**PROVIDED RECORDS**.
PR #2700, opened 2025-12-11
feat(SourceCollector): Make the SourceCollector return an array instead of an iterable

theofidry:
After the discussion of https://github.com/infection/infection/pull/2697#discussion_r2609295618, it showed that there i just no need for us to use an `iterable` and that doing so causes too many issues, for no added benefit.


maks-rafalko:
could you please explain why was it needed?

theofidry:
@maks-rafalko updated the description

PR #2703, opened 2025-12-11
feat(SourceCollector): Fail earlier when no source file is found

theofidry:
## Problem

Currently, if no source file is found, either because the configured source in `infection.json5` results in no file or because of the `--filter` applied, then Infection still executes the initial test run.

## Solution

This PR changes the contract of `SourceCollector` to document the throw of `NoSourceFound` and make `BasicSourceCollector` throw if no source is found. Now, the above scenario will fail before the initial test run is attempted. Examples of exceptions thrown:

```shell
# no filter applied
In NoSourceFound.php line 98:
No source file found for the configured sources.

# filter applied
In NoSourceFound.php line 98:
No source file found for the filter applied to the configured sources. The filter used was: "src/Unknown1,src/Unknown2".
```

The exception thrown respects whether a filter is applied, i.e. in the 2nd scenario we would would terminate with a success error code.

Note that this behaviour was already present if the user used `--git-diff-lines` or `--git-diff-filter`. `GitDiffSourceCollector::collect()` was failing (actually it is `::create()`, but in practice we lazily instantiate this service hence this only happens when calling `::collect()`).

### Change 1)

One (very minor) issue is due to our simplistic implementation of `GitDiffSourceCollector`, in which we re-use `BasicSourceCollector`, we could have a slightly confusing exception message. Indeed, if the git diff itself returns changed files, but none of them are part of the configured source, then we would end up with the message from above. It could be improved by mentioning information about the git info we are using (like we do if no file is found from git diff).

This could either be fixed by re-implementing `GitDiffSourceCollector` in a less lazy way or or catching the exception and rethrowing it with a corrected message, but it is not the scope of this PR.

### Change 2)

Maybe obvious, but it now means that where previously the test were executed regardless of whether a filter was applied or any source code was configured, this is now no longer true.


theofidry:
Hmm for some reason running the following:

```shell
./tests/e2e_tests bin/infection.phar tests/e2e/Ignore_MSI_Zero_Mutations

Success
```

Doesn't seem to do anything for me... It's instantaneous, as if nothing is tested, and it does fail in the CI.

src/Source/Collector/BasicSourceCollector.php
```diff
@@ -73,17 +74,13 @@ public function isFiltered(): bool
...
-            return [];
-        }
+        $files = $this->doCollect();
 
-        $iterator = $this->filter(
-            $this
-                ->createFinder()
-                ->getIterator(),
-        );
+        if (count($files) === 0) {
```
maks-rafalko, line 79: I'm a bit confused. 

I thought previously we were reading files using generator. Why is it an array now? Or do I miss something?

theofidry: >I thought previously we were reading files using generator.

Correct. Initially the type of the interface was `collect(): iterable`. However, this was changed to `array` in  #2700.

As to why this was elaborated in https://github.com/infection/infection/pull/2697#discussion_r2609295618.

Maybe we'll still need to do that eventually at some point, because I kinda fear we have the same problem elsewhere, but we can revisit that at any time.

Also note that before any of this `SourceCollector` refactoring, we had the files collected in `ConfigurationFactory` and stored as `SplFileInfo[]` in `Configuration`. We still did additional filtering on top of it afterwards, but that initial collection was done eargerly. So compared to the starting point, there should not be any performance degradation.

PR #2272, opened 2025-07-01
PoC of a new architecture

theofidry:
**This PR is not really meant for review yet.**

Over the last years I spent quite a bit of time reading various research papers (the publicly available ones are listed on https://github.com/theofidry/awesome-mutation-testing?tab=readme-ov-file#publications).

After a few ideas being discussed recently, I carried on with an idea that I barely started long ago to review a bit more the mutation testing process and how things should work whilst being easy to use, debug and experiment.

So I went through that process and documented it in `workflow.md`. There is still a lot of unclear pieces, but at the very least it should capture enough items to ensure everything that is already done within Infection fits that model, and that future ideas will fit in just as well.

Translating those ideas to code is always more delicate so wrote some pseudo-code to clarify that.

The short-term goal is to create new RFC issues with a clearer purpose and actionable, but have this PR as a more general background and reference.

- [x] https://github.com/infection/infection/issues/2380
- Tracing
  - [x] Tracer: https://github.com/infection/infection/issues/2751
  - [ ] Remove `TraceProviderAdapterTracer` (depends on the `Coverage` changes)
- Coverage: https://github.com/infection/infection/issues/2816
  - [ ] Consolidate the existing API: https://github.com/infection/infection/pull/2543
  - [ ] Introduce an interface
  - [ ] Leverage the new PHPUnit features
  - [ ] Propose a new format: https://github.com/infection/infection/issues/2600
- Target mode
  - [x] Improve the current base: https://github.com/infection/infection/issues/2595
  - [x] Allow a target mode: https://github.com/infection/infection/issues/2191
  - [ ] Allow to target specific symbols: https://github.com/infection/infection/issues/2237
- ~~AST enrichment (pre-traverse)~~ https://github.com/infection/infection/issues/2797
  - [x] AST Testing framework: https://github.com/infection/infection/pull/2780
  - [x] Move traverse logic to pre-traverse: https://github.com/infection/infection/pull/3026
- MutationAnalyser
  - [ ] Heuristics
  - [ ] MutantProcess
- [ ] https://github.com/infection/infection/issues/2866
  - [x] https://github.com/infection/infection/pull/3095
  - [ ] https://github.com/infection/infection/issues/222
- [ ] Test framework
  - Consolidate the current API:
    - [ ] https://github.com/infection/infection/issues/2863
    - [ ] https://github.com/infection/infection/issues/3082
    - [ ] https://github.com/infection/infection/issues/3424
  - Support more test frameworks
[...]

PR #2707, opened 2025-12-13
feat(Tracer): Introduce the Tracer

theofidry:
Depends on #2708.

This PR completes a 6 years old challenge: https://github.com/infection/infection/pull/927

We introduced back then `Trace`, which is an envelope for a source file which contains all the necessary data about its tests. The `Tracer` is the service that provides such a trace object for a given source file.

## Motivation

Currently we work as follow:

- go through the coverage data (the XML coverage index, in `PhpUnitXmlCoverageTraceProvider`)
- for each tests, find the source the test is about
- filter out the tests for which the source is not part of the collected sources (this is `CoveredTraceProvider` using `BufferedSourceFileFilter`)
- if we allow non-covered code, we create a `ProxyTrace` for each source file that was not found in the tests (this is `UncoveredTraceProvider` using `BufferedSourceFileFilter`)
- for each trace, start the mutation generation process

One one hand this makes sense because we start from the data we have: the coverage. On another, it seems a bit weird to start from the coverage which may contain a lot more than necessary, especially if we request specific source files (via filters).

In [Architecture PoC](https://github.com/infection/infection/pull/2272/files#diff-9bc3105e506d7103f2b25138650f3e784a373d04b529f12ff34136a2fccc72c6), the proposal is to:

- parse the source file
- enrich the AST (mark what code is eligible, dry areas, add types, etc.)
- starting the mutation generation process

So for that purpose, the current architecture is unfit as we start from the wrong end. The `Tracer` allows to inverse the control flow: we request the data (the `Trace`) for a given source file, not the other way around.

## The solution

The API of the Tracer is fairly simple, and in all implementation attempts, it always ended up with the same API.

The implementation idea draws inspiration from some experiments I did when working on the coverage data in https://github.com/infection/infection/pull/2543. The idea is:

- make the trace provider into a generator
- to lookup the information, we traverse the generator, caching the results as we go
- once we found the desired result, we pause the traverse and yield that result
- once we request more information, if it is not in the cache, we resume the traversal

The current implementation may feel somewhat redundant and a bit of a patchwork, and that is because it is. The plan is to "inline" `TraceProvider` entirely (I started some work towards that in #2543). It changes nothing to the general principle however.

Some benchmarks were conducted in https://github.com/infection/infection/pull/2708#issuecomment-3659713580 and I extended the current tracing benchmarks.

The TL:DR; is that this should not result in any performance degradation. The gains are quite unpredictable by their nature, but the idea is that this API will _enable_ gains. See the PR for a more detailed explanation.


src/Framework/IterableCounter.php
```diff
@@ -33,9 +33,10 @@
 
 declare(strict_types=1);
 
-namespace Infection;
+namespace Infection\Framework;
```
theofidry: to extract (and to not forget to move its test too)

tests/phpunit/Mutation/FileMutationGeneratorTest.php
```diff
@@ -377,32 +413,11 @@ public static function provideBoolean(): iterable
...
-        }
-
-        return $proxyTraceMock;
-    }
-
-    private function createSplFileInfoMock(string $file, string $relativePath, string $relativePathname): SplFileInfo&MockObject
-    {
+        string $relativePath = '',
+        string $relativePathname = '',
+    ): SplFileInfo&MockObject {
```
theofidry, line 428: there is some stuff that could be extracted here

src/TestFramework/PhpUnit/PhpUnitTracer.php
```diff
@@ -0,0 +1,138 @@
...
+use Infection\TestFramework\Tracing\Trace\Trace;
+use Infection\TestFramework\Tracing\TraceProvider;
+use Infection\TestFramework\Tracing\Tracer;
+use SplFileInfo;
+use Webmozart\Assert\Assert;
+
+/**
+ * @internal
+ */
+final class PhpUnitTracer implements Tracer
```
theofidry: Actually the caching part could be extracted

src/TestFramework/Tracing/TraceProviderAdapterTracer.php
```diff
@@ -0,0 +1,138 @@
...
+     */
+    private ?Generator $traceGenerator = null;
+
+    /**
+     * @var array<string, Trace|null> Traces indexed by their source pathname.
+     */
+    private array $indexedTraces = [];
+
+    public function __construct(
+        private readonly TraceProvider $traceProvider,
```
theofidry, line 72: in the end the current implementation is not PHPUnit specific

src/TestFramework/PhpUnit/PhpUnitTracer.php
theofidry: I decided against it. A non-cached version is unusable, so whilst it would be technically feasible especially thanks to the interface, it would be tightly coupled to a `CachedTracer`. Rather than making this coupling hidden, I prefer to make it explicit.

theofidry:
The mutation escape is legit: it is not critical to outcome, only performances

devTools/phpstan.neon
```diff
@@ -146,6 +146,12 @@ parameters:
             message: '#::profile\(\) should return int but returns int.*\|null#'
             path: ../tests/benchmark/DummyInstrumentor.php
 
+        # This plugin does not seem to understand the PHPBench data providers
+        -
+            identifier: shipmonk.deadMethod
+            message: '#Unused .+Bench::provide*#'
+            path: ../tests/benchmark/*/*Bench.php
```
staabm, line 153: reported upstream in https://github.com/shipmonk-rnd/dead-code-detector/issues/377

**TASK PROMPT**. Go through the material above and copy each line that holds the string "once".

**TASK SOLUTION**.
- once we found the desired result, we pause the traverse and yield that result
- once we request more information, if it is not in the cache, we resume the traversal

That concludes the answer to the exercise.